ITEM 6. SELECTED FINANCIAL DATA
-----------------------

This information is included in the Annual Report of the Registrant
to its shareholders on pages 18 and 19 for the year ended December 31, 1993 and
is incorporated herein by reference (see Exhibit 13 to this filing).

ITEM 7. MANAGEMENT'S DISCUSSION AND ANALYSIS OF FINANCIAL CONDITIONS AND
----------------------------------------------------------------
RESULTS OF OPERATIONS
---------------------

This information is included in the Annual Report of the Registrant
to its shareholders on pages 31 and 32 for the year ended December 31, 1993
and is incorporated herein by reference (see Exhibit 13 to this filing).
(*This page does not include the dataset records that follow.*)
PR #6647, opened 2020-06-20
Introduce #readFromContext: for all variables

dionisiydk:
- introduces #readInContext: for all variables and refactors #lookupSymbol:.
As result it fixes #lookupSymbol: to work with all kind of slots (it was only working for simple inst vars).
- introduce write:inContext for all variables.

Having pair of those methods we can get read and write any kind of variable having context instance.

### DIFF
--- a/src/Debugging-Core/Context.extension.st
+++ b/src/Debugging-Core/Context.extension.st
@@ -60,7 +60,7 @@ Context >> namedTempAt: index put: aValue [
 	"Set the value of the temp at index in the receiver's sequence of tempNames"
 	"NOTE: this list of temp names is completely virtual! It omits temp vectors but 
 	adds every variable that could be acccessed from a source perspective but might not be"
-	^self tempNamed: (self tempNames at: index) put: aValue
+	self tempNamed: (self tempNames at: index) put: aValue
 ]
 
 { #category : #'*Debugging-Core' }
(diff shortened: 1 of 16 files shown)


src/Debugging-Core/Context.extension.st
```diff
@@ -22,15 +22,13 @@ Context >> callPrimitive: primNumber [
 { #category : #'*Debugging-Core' }
 Context >> lookupSymbol: aSymbol [
```
dionisiydk, line 23: I think we should rename this method to something like #valueOfSymbol:. I can do it in another PR. Suggestions for name are welcome.

MarcusDenker: yes, the name is not good... maybe valueForVariableNamed? valueForSymbol:?

MarcusDenker (approved):
Good! Sadly the CI is down...

src/Debugging-Core/Context.extension.st
dionisiydk: and we need another name to modify the value. Basically they will be generalized version of tempNamed:/tempNamed:put:

dionisiydk: I think #read/#write are good words to use there:
- aContext readVarNamed: aSymbol
- aContext write: aValue toVarNamed: aSymbol

MarcusDenker:
testReifyAssignmentTempOperationBefore is failing

MarcusDenker:
the reason is that OCTempVariable #write:inContext:  misses a return at the end.

(writing a variable used to return the value.. no idea if that is bad or good)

ITEM 8. FINANCIAL STATEMENTS AND SUPPLEMENTARY DATA
--------- ---------- --- ------------- ----

(a) Financial Statements
The following consolidated financial statements of the
Registrant and its subsidiaries, included in the Annual
Report of the Registrant to its shareholders on pages 19 to
29 for the year ended December 31, 1993, are incorporated
herein by reference (see Exhibit 13 to this filing).

Independent Auditors' Report
Consolidated Balance Sheets--December 31, 1993 and 1992
Consolidated Statements of Income--Years ended
December 31, 1993, 1992, and 1991
Consolidated Statements of Cash Flows--Years ended
December 31, 1993, 1992, and 1991.
Consolidated Statements of Shareholders' Equity--Years
ended December 31, 1993, 1992, and 1991
Notes to Consolidated Financial Statements

(b) Supplementary Data
Selected quarterly financial data, included in the Annual
Report of the Registrant to its shareholders on Page 1 for
the year ended December 31, 1993, is incorporated herein by
reference (see Exhibit 13 to this filing).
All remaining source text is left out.